Mevcut sendikalar, yıllardır sahada sendikacılık yapamadıkları için, sendikacılığı kapalı kapılar ardında, kirli tezgahlar da yapmaya alışmışlar. Fakat Tüm-İş Konfederasyonu ortaya çıkmasıyla, bu oyun biraz bozuldu. Rahatlarını kaçırdı. Sahaya inmek onlar için zor (!) Beyefendiler, daha rahat yaşabilecekken, işçinin ayaklarına gelecekler (!) İşçiyi mi dinleyecekler? Yani şu ortama, işçilerin yanına bir Konfederasyon, bir sendika başkanı, bir il başkanının geldiği artık gözükmüyor.
Bakın, bu çok yanlış bir durum. Mayhoş bir durum (!)
Sendikacılığı, biz sahaya indireceğiz. O, masalar üzerinde yapılmayacak! Bu olay da bir Facebook sayfasında Özel Güvenlik Ajans’ı. Para kazanmak amaçlı kurulmuş bir ajans.
Yani…
Kim parayı verirse, haberi yapacak bir ajans. Bir broşür bastırdığınızı düşünün. Bir kağıt okunup, paçavra gibi atılıyor işte… Bunu da okuyup atıyorsunuz. Resmi niteliği olmayan, doğruluğu garanti olmayan bir haber sitesidir.
Bu gün, biz para ile çalışıyor olsaydık eğer bizler de para verir. Bize de haber yapardı O (!)
Fakat hani biz sendikacılığı öyle yerler de değil! Sahada yapacağız.
Algılarla değil! Bizzat işçinin yanında o sendikacılığı yapacağız.
Şimdi…
Bu arkadaşlara, hakikatten sormak istediğim bir soru var. O haberi yaptıranlar! Yapanın derdi para, onu anladık.
Tamam..
O, büyük sendikalar bu haberi yaptırırken, hiç şunu düşünmediler!
Ya biz, uzun yıllar sendikacılık yapıyoruz. Arkamızda bürokrasi var(!)
Hatta Siyaseti arkalarına almakla övünüyorlar (!)
Yani siyaseti arkasına almakla övünen bir sendika…
ADİ bir sendikadır! Bakın, ADİ bir sendikadır.

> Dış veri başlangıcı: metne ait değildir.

PR #1097, opened 2023-05-15
Perf improvements

ashilkn:
## Description

- Decode image for thumbnail that have hight and width in public metadata at the most minimum dimensions to reduce the work done on the raster thread. 
- Image will be decoded at the a size where it's smallest side will be equal to the size of a child in the grid.
- This optimisation has reduced the 99th percentile frame rasterizer time, which are frames which cause jank. 
- The work on the UI thread has increased a bit, but is within limits. 
- Used integration tests + flutter driver to get performance data on scrolling gallery.


lib/ui/viewer/file/thumbnail_widget.dart
```diff
@@ -58,9 +58,12 @@ class _ThumbnailWidgetState extends State<ThumbnailWidget> {
   bool _isLoadingRemoteThumbnail = false;
   bool _errorLoadingRemoteThumbnail = false;
   ImageProvider? _imageProvider;
+  int? optimizedImageHeight;
+  int? optimizedImageWidth;
 
   @override
   void initState() {
+    assignOptimizedImageDimensions();
```
ua741, line 66: super.initiate(); should be first line

lib/ui/account/password_reentry_page.dart
```diff
@@ -169,6 +170,7 @@ class _PasswordReentryPageState extends State<PasswordReentryPage> {
                 Padding(
                   padding: const EdgeInsets.fromLTRB(20, 24, 20, 0),
                   child: TextFormField(
+                    key: const ValueKey("passwordInputField"),
```
ua741, line 173: what's the benefit of adding these valueKeys. By default, it seems to be missing in most tutorials/examples.

ua741 (approved):

pubspec.lock
```diff
@@ -53,10 +53,10 @@ packages:
     dependency: "direct main"
     description:
       name: archive
-      sha256: d6347d54a2d8028e0437e3c099f66fdb8ae02c4720c1e7534c9f24c10351f85d
+      sha256: "80e5141fafcb3361653ce308776cfd7d45e6e9fbb429e14eec571382c0c5fecb"
       url: "https://pub.dev"
     source: hosted
-    version: "3.3.6"
+    version: "3.3.2"
```
ua741, line 59: Can we keep the version same>

ua741 (approved):

ua741 (approved):

PR #1157, opened 2023-05-26
Force social links to be opened in the browser instead of the webview

vishnukvmd:


ua741:
Let's only do this for discord in droid? Taking user outside of the application for all links might be overkill?

vishnukvmd:
> Let's only do this for discord in droid? Taking user outside of the application for all links might be overkill?

Ideally we shouldn't be opening any of these links in the web view, since
1. Chances of the user having an active session on any of these portals is higher within their browser
2. Links like Blog and Shop are better experienced on the browser

ua741 (approved):

PR #1158, opened 2023-05-26
Collages

vishnukvmd:
# Collages

- [x] Ability to select between 2-6 photos and create a collage
- [x] Ability to save the created collage to local gallery


lib/models/selected_files.dart
```diff
@@ -5,7 +5,7 @@ import 'package:photos/events/clear_selections_event.dart';
 import 'package:photos/models/file.dart';
 
 class SelectedFiles extends ChangeNotifier {
-  final files = <File>{};
+  final files = <File>[];
```
ua741, line 8: Changing this will cause performance degradation while selecting/updating the states while selecting large number of elements. I don't know if we should make this change just for collage (which will be active for just 6 selections)

lib/services/collections_service.dart
```diff
@@ -792,7 +792,8 @@ class CollectionsService {
         collections.add(collection);
       }
       return collections;
-    } catch (e) {
+    } catch (e, s) {
+      _logger.severe(e, s);
```
ua741, line 796: Why log network errors on sentry? Is this log really required?

lib/ui/tools/collage/collage_creator_page.dart
```diff
@@ -0,0 +1,88 @@
...
+  final _logger = Logger("CreateCollagePage");
+
+  final List<File> files;
+
+  CollageCreatorPage(this.files, {super.key});
+
+  @override
+  Widget build(BuildContext context) {
+    for (final file in files) {
+      _logger.info(file.displayName);
```
ua741, line 25: Can be removed ?

lib/ui/viewer/file_details/upload_icon_widget.dart
```diff
@@ -83,11 +85,18 @@ class _UpdateIconWidgetState extends State<UploadIconWidget> {
           final bool isIgnored = snapshot.data!;
           final bool isQueuedForUpload =
               !isIgnored && widget.file.collectionID != null;
+          if (isQueuedForUpload) {
+            return Padding(
+              padding: const EdgeInsets.all(2.0),
+              child: CircularProgressIndicator(
```
ua741, line 91: This will keep showing up when to there's no network/upload is not in progress or user is out of storage/active sub.

ua741 (approved):

PR #1172, opened 2023-05-31
Deduplication: Refactor + Dedupe by hash and size (instead of just size)

ua741:
## Description
* Defaults to group by size and hash
* Fix state refresh bug for checkbox to reflect correct grouping behaviour
* Refactor the logic for group by filename

### DIFF
--- a/lib/services/deduplication_service.dart
+++ b/lib/services/deduplication_service.dart
@@ -103,25 +103,23 @@ class DeduplicationService {
     return result;
   }
 
-  List<DuplicateFiles> clubDuplicatesByName(List<DuplicateFiles> dupes) {
-    final result = <DuplicateFiles>[];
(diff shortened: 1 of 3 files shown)


lib/services/deduplication_service.dart
```diff
@@ -103,42 +103,56 @@ class DeduplicationService {
...
         }
       }
-      files.removeWhere((file) => incorrectDuplicates.contains(file));
-      if (files.length > 1) {
-        result.add(DuplicateFiles(files, dupe.size));
+    }
+    return dupesBySizeAndName;
+  }
+
+  List<DuplicateFiles> clubDuplicatesByHash(List<DuplicateFiles> dupesBySize) {
```
ua741, line 132: Can potentially refactor this further to reduce the code. Looking into it.

PR #1174, opened 2023-05-31
Refactor Gallery: No change in logic

ua741:


lib/ui/viewer/gallery/component/huge_gallery_list_view.dart
```diff
@@ -8,12 +8,20 @@ import "package:photos/models/file.dart";
...
-class GalleryListView extends StatelessWidget {
+/*
+HugeGalleryListView is a widget that displays a list of grouped/collated
+files when grouping is enabled.
+For each group, it displays a header and use LazyGroupGallery to display a
+particular group of files.
+If a group has more than 400 files, LazyGroupGallery internally divides the
+group into multiple grid views during rendering.
+ */
+class HugeGalleryListView extends StatelessWidget {
```
ua741, line 24: I couldn't come up with better name for this..
`MultipleGroupsGalleryView` `GalleryGroupedListsView` might be better candidate

lib/ui/viewer/gallery/component/group/group_gallery.dart
```diff
@@ -0,0 +1,61 @@
...
+          selectedFiles,
+          index == 0,
+          files.length > kRecycleLimit,
+          toggleSelectAllFromDay,
+          areAllFromDaySelected,
+          photoGridSize,
+          limitSelectionToOne: limitSelectionToOne,
+        ),
+      );
+    }
```
ua741, line 55: This should probably be a ListView.. Not sure if the scrollbar will work if we change it to that. cc @ashilkn

ashilkn: I understood why. Looking into it.

ashilkn (approved):

PR #1192, opened 2023-06-09
Decrypt fileKey in background worker when decrypting thumbnail

ashilkn:
## Test results

Screenshot 2023-06-09 at 11 13 32 AM

### DIFF
--- a/lib/utils/file_download_util.dart
+++ b/lib/utils/file_download_util.dart
@@ -1,6 +1,7 @@
 import 'dart:io' as io;
 import 'dart:typed_data';
 
+import "package:computer/computer.dart";
 import 'package:dio/dio.dart';
 import 'package:logging/logging.dart';
 import 'package:photos/core/configuration.dart';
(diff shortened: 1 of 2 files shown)


lib/utils/file_download_util.dart
```diff
@@ -70,3 +71,26 @@ Uint8List getFileKey(ente.File file) {
       CollectionsService.instance.getCollectionKey(file.collectionID!);
   return CryptoUtil.decryptSync(encryptedKey, collectionKey, nonce);
 }
+
+Future<Uint8List> getFileKeyUsingBgWorker(ente.File file) async {
```
ua741, line 75: getFileKey also maintains a in-memory cache (as fileKey doesn't change that). We should first check the cache and use the value if present.

ua741 (approved):

lib/utils/file_download_util.dart
ua741: Seems like I was wrong. We don't maintain a cache for fileKeys. It's not super critical to have done.

PR #1224, opened 2023-06-19
Remove dependency from getCollectionsWithThumbnails during collectionDelete

ua741:
- use collectionFileCount for identifying emptyCollection
- StopWatch: Log times during debug mode only
- Fix lint
- Log time metrics for home_page_query
- Refactor delete emptyAlbums logic

### DIFF
--- a/lib/db/files_db.dart
+++ b/lib/db/files_db.dart
@@ -1255,6 +1255,28 @@ class FilesDB {
     return result;
   }
 
+  // getCollectionLatestFileTime returns map of collectionID to the max
+  // creationTime of the files in the collection.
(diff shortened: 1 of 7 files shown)


lib/db/files_db.dart
```diff
@@ -1254,6 +1255,28 @@ class FilesDB {
     return result;
   }
 
+  // getCollectionLatestFileTime returns map of collectionID to the max
+  // creationTime of the files in the collection.
+  Future<Map<int, int>> getCollectionIDToMaxCreationTime() async {
```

PATRONLAŞAN, SARILAŞAN bir sendikadır(!)
Ama artık sendikalar, İşte..
''Şu siyasi partiler benim arkamda, hükümet benim arkamda’’ …
SARILIĞINI ilan etmekten utanmayacak kadar, YÜZLERİ KARARDI(!) Bunların…
Şimdi…
Bu güne kadar, Toplu İş Sözleşmesi yaklaştı ya.. Bu işçilerin yanına gidip, bir derdiniz var mı diye sordular mı?
-Sormadılar (!)
Sıkıntıları ile ilgili bir hamle yaptılar mı ?
-Yapmadılar (!)
Bakın;
Bu güne kadar, hiç arayıp sormadılar, yorulmadılar! Fakat Toplu İş Sözleşmesi yaklaşınca, ortaya çıktılar.
Şimdi diyorlar ki;
‘’O sendika Toplu İş Sözleşmesini yapamaz.’’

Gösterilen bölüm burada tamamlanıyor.